--- DATA RECORDS Enclosed Below ---

PR #6729, opened 2021-04-11
GlobalIdGenerator will produce a negative id when the time shift back

### LINKED ISSUE #6728: GlobalIdGenerator will produce a negative id when the time shift back

- [ ] Question or discussion
- [ ] Bug
- [ ] Requirement

___
8.4.0 MacOS JDK8

Random will return a negative value, while this is an easy way to solve this.
https://github.com/apache/skywalking/blob/f3ca0d0ea52bf05df87e9b1e268b7f5d69423a88/apm-sniffer/apm-agent-core/src/main/java/org/apache/skywalking/apm/agent/core/context/ids/GlobalIdGenerator.java#L78

nickwongwong:
- [x] If this pull request closes/resolves/fixes an existing issue, replace the issue number. Closes #6728.


wu-sheng:
I am still waiting for you to explain why positive or negative matters.

nickwongwong:
Here are my comments. #6729

nickwongwong:
Here are my comments. 
https://github.com/apache/skywalking/issues/6728

apm-sniffer/apm-agent-core/src/main/java/org/apache/skywalking/apm/agent/core/context/ids/GlobalIdGenerator.java
```diff
@@ -73,9 +73,19 @@ private long timestamp() {
             long currentTimeMillis = System.currentTimeMillis();
 
             if (currentTimeMillis < lastTimestamp) {
+                long overTime = lastTimestamp - currentTimeMillis;
+                if (overTime <= 5) {
+                    try {
+                        Thread.sleep(overTime);
```
wu-sheng, line 79: We can't afford this sleep.

nickwongwong: image
Change `overTime` to 1ms.
Use `LockSupport.parkNanos` instead of `Thread.sleep`.
image

Actually, the `NTP` time offset(time shift) is very small in Linux servers.
`1ms` may cover most cases, while keeping good performance.
image

If ok, I will modify this PR.

wu-sheng: No, `1ms` is not acceptable. The agent can't block the user process, no matter in any case.

wu-sheng: APM is a low priority system, `1ms` is not in a good performance.

nickwongwong: > APM is a low priority system, `1ms` is not in a good performance.

This is a very good reason to avoid `sleep` indeed.
Inspired by your comments, there is an elegant solution without `sleep` or `random`.

General idea:
Use increment instead of `random`, which avoid conflict and improve performance
Old:
image
New:
image

If ok, I will modify this PR.

wu-sheng: This could face concurrency status, `lastShiftValue++` could be the same in different threads.

apm-sniffer/apm-agent-core/src/main/java/org/apache/skywalking/apm/agent/core/context/ids/GlobalIdGenerator.java
```diff
@@ -74,11 +73,11 @@ private long timestamp() {
 
             if (currentTimeMillis < lastTimestamp) {
                 // Just for considering time-shift-back by Ops or OS. @hanahmily 's suggestion.
-                if (runRandomTimestamp != currentTimeMillis) {
-                    lastRandomValue = ThreadLocalRandom.current().nextInt();
-                    runRandomTimestamp = currentTimeMillis;
+                if (lastShiftTimestamp != currentTimeMillis) {
+                    lastShiftValue++;
```
wu-sheng, line 77: Again, this has a race condition. And no guarantee in concurrency

apm-sniffer/apm-agent-core/src/main/java/org/apache/skywalking/apm/agent/core/context/ids/GlobalIdGenerator.java
nickwongwong: image
image

`ThreadLocal` means every thread hold different `IDContext`.

apm-sniffer/apm-agent-core/src/main/java/org/apache/skywalking/apm/agent/core/context/ids/GlobalIdGenerator.java
nickwongwong: image

wu-sheng: So? ThreadLocal is just holding a value? Then it could be as same as `N+1` in different threads.

nickwongwong: 对于每一次调用`GlobalIdGenerator.generate()`，都是获取当前线程的`ThreadLocal `对应的`IDContext`，也就说每个线程获取的`IDContext`都是自己独有的，不会存在并发问题。
`IDContext`不存在并发问题的话，显然，其中的`lastShiftValue`也不会。

For each call to `GlobalIdGenerator.generate()`, the `IDContext` corresponding to the `ThreadLocal` of the current thread is obtained. In other words, the `IDContext` obtained by each thread is unique to itself, and there will be no concurrency problems. .
If there is no concurrency problem with `IDContext`, obviously, the `lastShiftValue` in it will not.

nickwongwong: 我的理解没有问题吧？我看下面的的`nextThreadSeq++`也是没有问题
There is no problem with my understanding, right? I see the `nextThreadSeq++` below is also no problem
image

wu-sheng:
Generally good, please update the changes.md

nickwongwong:
> Generally good, please update the changes.md

done

wu-sheng (dismissed):
LGTM

wu-sheng (approved):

--- End of Enclosed DATA RECORDS ---

REQUIRED WORK
Please report all lines in the entries where "sleep" appears.

ANSWER AREA
+                        Thread.sleep(overTime);
wu-sheng, line 79: We can't afford this sleep.
Use `LockSupport.parkNanos` instead of `Thread.sleep`.
This is a very good reason to avoid `sleep` indeed.
Inspired by your comments, there is an elegant solution without `sleep` or `random`.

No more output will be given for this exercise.